The End is Nigh … because of Valve’s Apathy

This article originally ran under a different banner/website in November of 2018 and is now being here re-uploaded for purposes of convenience and consolidation. Please enjoy.

GATHER AROUND MY FOLLOWERS!!! QUICKLY GRAB A FACE MASK AND ANTIBIOTICS!!!  THERE IS A PLAGUE AMONG US!!!  It started in July 2017, around the Seattle area.  It slowly began to spread out and infect the rest of the world.  I am sure many of you have encountered people infected by this disease.  They become completely apathetic.  Their desire to care about their jobs, friends, family, personal health, and of course, their own life completely vanishes.  I am almost positive patient zero was an employee from Valve.  Symptoms of the disease infecting the company came around the same time Steam Direct was announced and put into action.  A move that released a torrent of games onto the Steam storefront.  While gamers believed they would have unlimited choices, Steam soon became infected with asset flips, games that would spam achievements, and games designed to troll Steam users with controversial topics.  It soon became clear that Valve had abandoned all sense of apathy.  The disease soon began to spread as fast as stories of the infected.  Police were going to the homes of crying infants only to find the parents turning up the volume on the TV.  People stopping in the middle of the street only to be run over by a car driven by an infected person.  People literally starving to death as their cabinets are stocked full of food.  While we can do as much as we can to stem the tide of the disease, I have no doubt, in the end, it will claim us all.  My followers, the end is truly upon us.
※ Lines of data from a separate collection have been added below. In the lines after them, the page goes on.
PR #6705, opened 2026-07-28
Restore FileSystem.watch recursive control

### LINKED ISSUE #6698: FileSystem.watch: recursive control removed, Node/Bun watches forced recursive
In Effect 3, `FileSystem.watch(path, { recursive: false })` observes only direct children, and `{ recursive: true }` observes nested paths. In `4.0.0-beta.102` the options parameter is gone from `FileSystem.watch` and `WatchBackend.register`, and `@effect/platform-node-shared`'s `NodeFileSystem` calls `node:fs.watch` with `{ recursive: true }` unconditionally. `@effect/platform-bun` delegates to that layer.

The result is that every Node/Bun watch is now recursive, with no typed way to request the previous behaviour.

## Reproduction

Create `root/nested/`, watch `root`, then create `nested/child.txt` followed by `root/direct.txt`.

- **Effect 3** with `{ recursive: false }` — reports only `direct.txt`
- **beta.102** — reports both `nested/child.txt` and `direct.txt`

## Why this matters

Silently widening a watch is not a neutral default change. Build and codegen watchers that deliberately watch one directory level now receive events for the entire subtree, which can cause spurious rebuilds or feedback loops where a watcher's own output re-triggers it. Because the failure presents as flakiness rather than an error, it is unusually hard to attribute back to the upgrade.

## Prior art

`recursive` was not incidental — it was requested in #2986 and implemented for exactly this purpose, to opt *into* recursive watching because the default observed only the top level. beta.102 removes that control and makes the opposite behaviour mandatory.

(#5913 is a separate v3 issue about accidentally falling back to *non-recursive* watching through layer order; it does not cover removal plus forced recursion.)

## Request

Restore recursive control through the core interface, `WatchBackend`, and the Node implementation, with `false` preserving the Effect 3 non-recursive behaviour.

## Versions

- effect: 4.0.0-beta.102
- @effect/platform-node / platform-node-shared: 4.0.0-beta.102
- Compared against: effect 3.21.4

<details>
<summary>Posted on behalf of @schickling</summary>

| field | value |
| --- | --- |
| `agent_name` | cl1-heron |
| `agent_session_id` | 54711470-ae7e-4322-a3e2-129a2689a097 |
| `agent_tool` | Claude Code |
| `agent_tool_version` | 2.1.220 |
| `agent_runtime` | Claude Code 2.1.220 |
| `agent_model` | claude-opus-5 |
| `runtime_profile` | /nix/store/xg6r3nkr7spjyg2gbl3zprqbsag3fsjc-coding-agent-runtime-profile/share/coding-agents/profile.json |
| `skills_manifest` | /nix/store/2vkpfkkbc9hjmcwknzkv62v2i44an8mz-agent-skills-corpus/share/agent-skills/manifest.json |
| `worktree` | effect-utils/schickling/2026-07-28-effect-4 |
| `machine` | dev3 |
| `tooling_profile` | dotfiles@unknown-dirty |
</details>

tylergibbs1:
## Summary

- restore the v3 `WatchOptions` API on `FileSystem.watch`
- forward the option through `WatchBackend` and the Node/Deno native implementations
- default omitted or `false` options to non-recursive watching
- add Node regression coverage for both direct-child and recursive behavior
- add a patch changeset for the affected packages

## Why

The v4 migration removed the watch options and hard-coded recursive watching in the Node-compatible implementation used by Node and Bun. That silently widened existing watchers to entire directory trees and could trigger extra rebuilds or feedback loops.

## Root cause

The established option from #5174 was dropped while the filesystem API moved into `effect`, and native watchers were changed to `recursive: true` instead of forwarding caller intent.

## Impact

`fs.watch(path)` and `fs.watch(path, { recursive: false })` again observe only direct children. Passing `{ recursive: true }` opts into subtree events.

## Verification

- focused regression tests added for `recursive: false` and `recursive: true`
- branch diff audited against current `main`
- GitHub Check and Snapshot workflows are awaiting the repository's required approval for forked workflows; no jobs have run yet

Closes #6698

## Summary by CodeRabbit

* **New Features**
  * Extended `FileSystem.watch` to accept optional `WatchOptions` (including `recursive?: boolean`) and threaded options through the Node and Deno implementations.
* **Bug Fixes**
  * Restored `recursive` handling for filesystem watching; non-recursive watching is now the default when `recursive` isn’t specified.
* **Tests**
  * Added/expanded Node filesystem watch tests to confirm first detected changes for `recursive: true` vs non-recursive (including the default).
* **Chores**
  * Added a changeset for patch-level release publishing.

### DIFF
--- a/.changeset/wise-files-watch.md
+++ b/.changeset/wise-files-watch.md
@@ -1,0 +1,7 @@
+---
+"@effect/platform-deno": patch
+"@effect/platform-node-shared": patch
+"effect": patch
+---
+
+Restore the `recursive` option for `FileSystem.watch`, with non-recursive watching as the default.
--- a/packages/effect/src/FileSystem.ts
+++ b/packages/effect/src/FileSystem.ts
@@ -341,9 +341,13 @@ export interface FileSystem {
     mtime: Date | number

Many scientists will tell you no such disease exist, but it has to be the only reason behind Valve’s decision to implement Steam Direct.  Rather than have Steam users vote for indie titles they would like to see make it onto the Steam store page, Steam Greenlight, Valve decided a better barrier to the Steam Store Page would be a simple 100 dollars.  As many could imagine, everyone raced to get onto the PC gaming gold mine set before them, leaving users with only algorithms and user curation as the tools to navigate the ocean of games.  Many developers, including ones from Image & Form Games, developers who created Steamworld Dig 1 and 2, have been quoted saying Steam has become too crowded.  In 2017, it was determined that Steam was on track to release more games in 2017 than all previous ten years, combined.  To say Steam is flooded is an understatement.
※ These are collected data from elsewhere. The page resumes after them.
PR #6722, opened 2026-07-28
Fix OpenAI stable web search action parameters

mrtdurdenthe2:
## Type

- [ ] Refactor
- [ ] Feature
- [x] Bug Fix
- [ ] Optimization
- [ ] Documentation Update

## Description

Stable OpenAI `web_search` responses currently become Effect tool calls with `params: {}`, while `OpenAiTool.WebSearch` requires `params.action`. A successful provider response therefore fails Effect response decoding with `InvalidOutputError: Missing key at ["params"]["action"]`.

This change preserves the existing public tool schema and maps the completed provider action into stable web search tool-call parameters. For streaming responses, the initial `response.output_item.added` event may not contain `action`, so the stable tool call is emitted when `response.output_item.done` provides the completed action. `WebSearchPreview` keeps its existing empty-parameter behavior.

## OpenAI API Reference

OpenAI documents that Responses API web search output includes “a `web_search_call` output item with the ID of the search call, along with the action taken in `web_search_call.action`.”

https://platform.openai.com/docs/guides/tools-web-search#output-and-citations

The documented response shape includes:

```json
{
  "type": "web_search_call",
  "id": "ws_...",
  "status": "completed",
  "action": {
    "type": "search",
    "query": "latest news about AI"
  }
}
```

## Testing

- Added deterministic non-streaming coverage with `gpt-4.1` and `gpt-5.6` model configurations.
- Added streaming coverage where the partial item omits `action` and the completed item supplies it.
- Verified the provider action remains available in both tool-call parameters and the tool result.
- `pnpm test --run`: 96 tests passed.
- `pnpm check`: passed.
- `pnpm build`: passed.
- dprint, oxlint, and `git diff --check`: passed.

## Summary by CodeRabbit

* **Bug Fixes**
  * Fixed OpenAI web search responses so search actions are correctly preserved in tool calls and results.
  * Improved streamed web search handling by waiting for complete action details before emitting tool-call events.
  * Ensured stable web search actions include the expected search type and query.

### DIFF
--- a/packages/ai/openai/test/OpenAiLanguageModel.test.ts
+++ b/packages/ai/openai/test/OpenAiLanguageModel.test.ts
@@ -752,6 +752,39 @@ describe("OpenAiLanguageModel", () => {
           }
         }))))
 
+      for (const model of ["gpt-4.1", "gpt-5.6"] as const) {
+        it.effect(`maps stable web search action to tool call parameters with ${model}`, () =>
+          Effect.gen(function*() {
+            const toolkit = Toolkit.make(OpenAiTool.WebSearch({}))
+            const result = yield* LanguageModel.generateText({
+              prompt: "Search the web",
+              toolkit
+            }).pipe(Effect.provide(OpenAiLanguageModel.model(model)))
+
+            const toolCall = result.content.find((part) => part.type === "tool-call")
+            assert.isDefined(toolCall)
+            if (toolCall?.type === "tool-call") {
+              deepStrictEqual(toolCall.params, {
+                action: { type: "search", query: "Effect TypeScript" }
+              })
+            }
+
+            const toolResult = result.content.find((part) => part.type === "tool-result")
+            assert.isDefined(toolResult)
+            if (toolResult?.type === "tool-result") {
+              deepStrictEqual(toolResult.result, {
+                action: { type: "search", query: "Effect TypeScript" },
+                status: "completed"
+              })
+            }
+          }).pipe(Effect.provide(makeTestLayer({
+            body: {
+              model,
+              output: [makeWebSearchCall()]
+            }
+          }))))
+      }
+
       it.effect("uses canonical OpenAiMcp name for mcp_approval_request", () =>
         Effect.gen(function*() {
           const result = yield* LanguageModel.generateText({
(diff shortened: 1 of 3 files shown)


packages/ai/openai/test/OpenAiLanguageModel.test.ts
```diff
@@ -752,6 +752,39 @@ describe("OpenAiLanguageModel", () => {
           }
         }))))
 
+      for (const model of ["gpt-4.1", "gpt-5.6"] as const) {
```
IMax153: Let's use `it.each` here and run the effect tests using `Effect.runPromise`

packages/ai/openai/test/OpenAiLanguageModel.test.ts
```diff
@@ -752,6 +752,39 @@ describe("OpenAiLanguageModel", () => {
...
+              toolkit
+            }).pipe(Effect.provide(OpenAiLanguageModel.model(model)))
+
+            const toolCall = result.content.find((part) => part.type === "tool-call")
+            assert.isDefined(toolCall)
+            if (toolCall?.type === "tool-call") {
+              deepStrictEqual(toolCall.params, {
+                action: { type: "search", query: "Effect TypeScript" }
+              })
+            }
```
IMax153: Are these if statements really required? We should be able to narrow the type of the part using a refinement in the `.find` above and then directly use `assert.deepStrictEqual` instead of the `deepStrictEqual` helper, which is stricter on types.

Same comment on the other test added in this PR.

packages/ai/openai/test/OpenAiLanguageModel.test.ts
```diff
@@ -1099,6 +1132,64 @@ describe("OpenAiLanguageModel", () => {
...
+          prompt: "Search the web",
+          toolkit,
+          disableToolCallResolution: true
+        }).pipe(
+          Stream.runCollect,
+          Effect.provide(OpenAiLanguageModel.model("gpt-4o-mini")),
+          Effect.provide(makeStreamTestLayer(streamEvents))
+        )
+
+        const parts = globalThis.Array.from(partsChunk)
```
IMax153: This should not be necessary as the `partsChunk` should already be an array.

mrtdurdenthe2:
@IMax153 Sorry, not sure if you get notifications for resolving the reviews.

Also thanks for the reviews :smiley:

IMax153 (approved):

An oversaturated market was the least of Valve’s issues.  Asset flips and games that couldn’t start due to missing executable files seemed to become the norm.  Many developers looked for any way to shine the spotlight on them, even resorting to insidious methods.  In November 2017, Valve had to remove a game called Piccled Ricc, a game that blatantly infringed on copyright law with their protagonist being a shameless copy of the Rick and Morty character Pickle Rick.  In May 2018, a game called Active Shooter, a game about being a school shooter, was pulled from Steam before it could be released.  It was a bland asset flip that tastelessly followed the Stoneman Douglas school shooting.  It gained mass media attention while making Valve look clueless.  Now more recently, we have Bolsomito 2k18, a side-scrolling beat’em up where you play as a parody of Brazilian presidential candidate Jair Bolsonaro as you fight through waves of minorities and immigrants.  Brazil’s Public Ministry of the Federal District and Territories has reached out to Valve to have the game removed from the storefront.  Along with the game’s removal, the ministry is also planning to investigate the game’s developers, Steam and Valve.  The ministry felt the game falsely depicted one of the Brazilian candidates just days before the first round of the Brazilian election.  Not a good look if you ask me.

Valve’s apathy has finally caught up to them.  This strategy of removing the games after media outlets have run the story is not working.  It does nothing but paint Valve as an incompetent company unworthy of the gold mine they have stumbled onto.  Many might think the Brazilian ministry’s investigation might not lead to anything, but there is always a possibility that Valve would not be able to operate Steam in Brazil.  This could lead to other countries following Brazil as well, leading to a spiral of Steam being banned which could lead to the collapse of Valve as a company.  I know some might say it is a stretch, but I am a doomsayer.  Farfetched predictions are what I am all about.

Now do games like Active Shooter and Bolsomito 2k18 have a right to exist?  Sure.  Do they have any right to be on the Steam store?  I would say no.  They can certainly be available on the developer’s own website or even on Itch.io, but I definitely feel like some standards need to be set so Valve doesn’t receive any more investigations.  If I walked into highly rated restaurant’s like Alden & Harlow or Area Four and asked them if I could make peanut butter and jelly sandwiches for them professionally, they would turn me away.  I could make the best PB&J sandwich I can, but customers at those restaurants have standards.  Sure Valve says they don’t want games deemed illegal or trolling, but those definitions are so loose, it has resulted in the same old story: games go on Steam, media is modified, Valve tries to stop the sinking ship by removing the game.  Valve truly needs to get higher standards or else their end is most certainly nigh.